Así pues, actualmente ambos están libres. ¿Están curados? Según los expertos, los psicópatas no tienen tratamiento ni es posible su curación. No sienten emociones, y no es posible enseñarles a sentirlas. Ya lo advirtió una de las psicólogas durante el juicio: «Es un psicópata. No tiene cura. Cuando salga, puede volver a matar».
No puedo terminar este artículo sin caer en la tentación de transcribir algunos fragmentos del diario de J. R., en el que narró el asesinato de C. M. y, sobre todo, lo que sintió al hacerlo. Advierto que puede herir la sensibilidad del lector, pero es una oportunidad única de entrar en la mente de un psicópata, y era difícil desaprovecharla, porque muy pocas veces un psicópata ha narrado con tanta claridad lo que siente al asesinar a una persona. No quiero ni pensar en lo que habrán sentido los familiares de C. M. al escuchar estas palabras durante el juicio por la muerte de su esposo y padre.
Cuando ve a su víctima: Era gordito, rechoncho con una cara de alucinado que apetecía golpear, barba de tres días, una bolsita que parecía llevar ropa y una papeleta imaginaria que decía «quiero morir». Le dijo a su compañero: «Mira ése, tiene cara de idiota, y lleva unos calcetines estúpidos».

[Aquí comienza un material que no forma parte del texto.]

PR #98, opened 2026-02-07
Update Numpy version & uv.lock files

jiwenc-nv:


examples/oxr/python/pyproject.toml
```diff
@@ -7,13 +7,10 @@ version = "0.0.0"  # Internal examples - not versioned
 description = "OpenXR Tracking Python Examples"
 requires-python = ">=3.10,<3.13"
 dependencies = [
-    "isaacteleop",
```
aristarkhovNV, line 10: why would it not require isaacteleop? also inconsistent with the readme

examples/oxr/python/README.md
```diff
@@ -80,7 +80,7 @@ uv run test_session_sharing.py
 
 Dependencies are managed through `pyproject.toml` and automatically handled by `uv`:
 - `isaacteleop` - The OpenXR tracking wheel (built from source)
-- `numpy>=1.19.0` - Numerical computations used by the examples
+- `numpy>=1.22.0` - Numerical computations used by the examples
```
aristarkhovNV: do we really want to list the deps in the readme? They are supposed do me the implementation details.

scripts/update_uv_lockfiles.sh
aristarkhovNV, line 1: Ohh if we've got so many locks to require a maintanance script then maybe we are doing it wrong? I wonder if it's possible to incorporate all samples under the same pyproject or something such that we have one centralized uv.lock

jiwenc-nv: I'm wondering about that too, felt we have so many `pyproject.toml` files...

examples/oxr/python/README.md
jiwenc-nv: right. let's remove that.

examples/oxr/python/pyproject.toml
jiwenc-nv: to prevent `uv lock` locals against a locally built wheel.

jiwenc-nv: see internal slack for discussions.

scripts/update_uv_lockfiles.sh
jiwenc-nv: Given we decided to remove all the uv.lock files, this script becomes irrelevant.

examples/oxr/python/pyproject.toml
jiwenc-nv: No need to change `pyproject.toml` for now, as we are moving away from uv.lock.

Cuando le estaban matando, pensó: Empezaba a molestarme el hecho de que no se moría ni debilitaba, lo que me cabreaba bastante. Seguí intentando sujetarle y mis manos encontraron su cuello, y en él, una de las brechas causadas por mi cuchillo momentos antes. Metí por ella una de mis manos y empecé a desgarrar, arrancando trozos de carne arañándome las manos en mi trabajo.

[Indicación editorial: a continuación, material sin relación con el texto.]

PR #105, opened 2026-02-10
Implement foot pedal device to read from Linux joystick API

jiwenc-nv:


src/plugins/generic_3axis_pedal/generic_3axis_pedal_plugin.cpp
```diff
@@ -0,0 +1,146 @@
...
+    FD_SET(device_fd_, &read_fds);
+    struct timeval timeout = { 0, 0 };
+
+    int ret = select(device_fd_ + 1, &read_fds, nullptr, nullptr, &timeout);
+    if (ret < 0)
+    {
+        if (errno == EINTR)
+            return;
+        close_device();
+        push_current_state();
```
aristarkhovNV: I suppose this is here to push a tensor with `is_valid==false`, but does it actually matter? The plugin might as well just crash and push nothing, so the receiving side must take dependency on `is_valid` turning false if things go south - they should be looking for tensor lost instead.

src/plugins/generic_3axis_pedal/generic_3axis_pedal_plugin.cpp
```diff
@@ -0,0 +1,146 @@
...
+
+        if ((event.type & JS_EVENT_AXIS) != 0u && event.number <= 2)
+        {
+            axes_[event.number] = normalize_axis(event.value);
+        }
+
+        FD_ZERO(&read_fds);
+        FD_SET(device_fd_, &read_fds);
+        timeout = { 0, 0 };
+        ret = select(device_fd_ + 1, &read_fds, nullptr, nullptr, &timeout);
```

Hacia el final del asesinato: ¡Lo que tarda en morir un idiota! Llevábamos casi un cuarto de hora machacándole y seguía intentando hacer ruidos. ¡Qué asco de tío! Mi compañero me llamó la atención para decirme que le había sacado las tripas. Vi una porquería blanquecina saliéndole de dónde tenía el ombligo y pensé: ¡Cómo me paso! Redoblé mis esfuerzos divertido, y me alegré cuando pude agarrarle la columna vertebral con una mano, atrapándola, empecé a tirar de ella y no cesé hasta descoyuntársela.
Cuando tenían ya a su víctima muerta a sus pies: A la luz de la luna contemplamos a nuestra primera víctima. Sonreímos y nos dimos la mano. Me miré a mí mismo y me descubrí absoluta y repugnantemente bañado en sangre. A mi compañero le pareció acojonante, y yo lamenté mucho no poder verme a mí mismo o hacerme una foto. Uno no puede pensar en todo.

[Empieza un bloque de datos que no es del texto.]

PR #110, opened 2026-02-10
Refactor the oak-d plugin

shaosu-nvidia:
As we have discussed the camera recording during the [design](https://docs.google.com/document/d/1F34x8NclO8SX5z-WZdziciD2fX6VdDFoUvPppk1A4y8/edit?tab=t.0#heading=h.hctreigdgjzi) session and become more clear on the future feature request around camera recording (and oakd device specifically), the original design idea to have a generic plugin interface is not great anymore. In this code review, I have:

- Deleted src/core/camera/ entirely (ICamera, CameraPlugin, CameraConfig, RecordConfig, FrameMetadataPusher)
Moved OAK-specific code into src/plugins/oakd/core/ under plugins::oakd with concrete types (OakConfig, OakFrame, FrameSink)
- Renamed generic identifiers to OAK-specific: camera.fbs -> oakd.fbs, FrameMetadataTracker -> - - FrameMetadataTrackerOak, bindings/tests updated accordingly
- Simplified main.cpp: capture loop runs inline, signal handling uses a plain atomic flag instead of a global pointer
- Also rename oakd to oak across multiple files

The reasons behind are:

1. Unclear of other camera devices, which may include different sensor data. Unless we have introduced more camera devices, it's better to have the current plugin for oakd specific instead of a blindly self-defined camera interface.
2. We may have to extend more functionality for oak cameras. E.g.
    a. Make oak support multiple camera streams, 1 rgb + 2 stereo.
    b. have a single oak plugin implementation but multiple plugin instance connecting to oak-d, oak-1, etc. 
3. Even though we will consider a generic camera instance, we would like to do more research to find a library/sdk that supports multiple vendors instead of doing by ourselves.

### DIFF
--- a/src/plugins/oak/core/frame_sink.cpp
+++ b/src/plugins/oak/core/frame_sink.cpp
@@ -1,12 +1,9 @@
-// SPDX-FileCopyrightText: Copyright (c) 2025 NVIDIA CORPORATION & AFFILIATES. All rights reserved.
+// SPDX-FileCopyrightText: Copyright (c) 2026 NVIDIA CORPORATION & AFFILIATES. All rights reserved.
 // SPDX-License-Identifier: Apache-2.0
 
 #include "frame_sink.hpp"
 
 #include <flatbuffers/flatbuffers.h>
-#include <oxr/oxr_session.hpp>
-#include <pusherio/schema_pusher.hpp>
-#include <schema/oak_generated.h>
 
 #include <filesystem>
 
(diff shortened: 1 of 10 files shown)


src/plugins/oak/core/frame_sink.cpp
```diff
@@ -0,0 +1,83 @@
...
+              return record_path;
+          }())
+{
+    if (!collection_id.empty())
+    {
+        m_pusher = std::make_unique<MetadataPusher>(collection_id);
+    }
+}
+
+FrameSink::~FrameSink() = default;
```
qingsi-at-nv: nit: not sure about the style, I typically move this to header.

src/plugins/oak/core/frame_sink.cpp
```diff
@@ -0,0 +1,83 @@
+// SPDX-FileCopyrightText: Copyright (c) 2025 NVIDIA CORPORATION & AFFILIATES. All rights reserved.
```
qingsi-at-nv: 2025-2026, here and else where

Al llegar a casa de F. M.: Brindamos, nos felicitamos, nos reímos y me fui para mi casa donde me cambié de pantalones y metí los viejos en una bolsa que escondí en un cajón. Mis sentimientos eran de paz y tranquilidad espiritual total: me daba la sensación de haber cumplido con un deber, con una necesidad elemental que por fin era satisfecha: me sentí alegre y contento con mi vida.
Días después del asesinato: Mis sentimientos por hacer el asesinato en sí mismo no existían en absoluto, demostrándome que mi mente era fría y calculadora en cualquier situación y dándome esperanzas para otras acciones. No sentí remordimientos ni culpas, ni soñé con mi víctima, ni me inquietaba el que me pillaran. Todo eso eran estupideces. Comparé todo esto con mi compañero y coincidimos punto por punto.
Esta persona está hoy día libre y entre nosotros.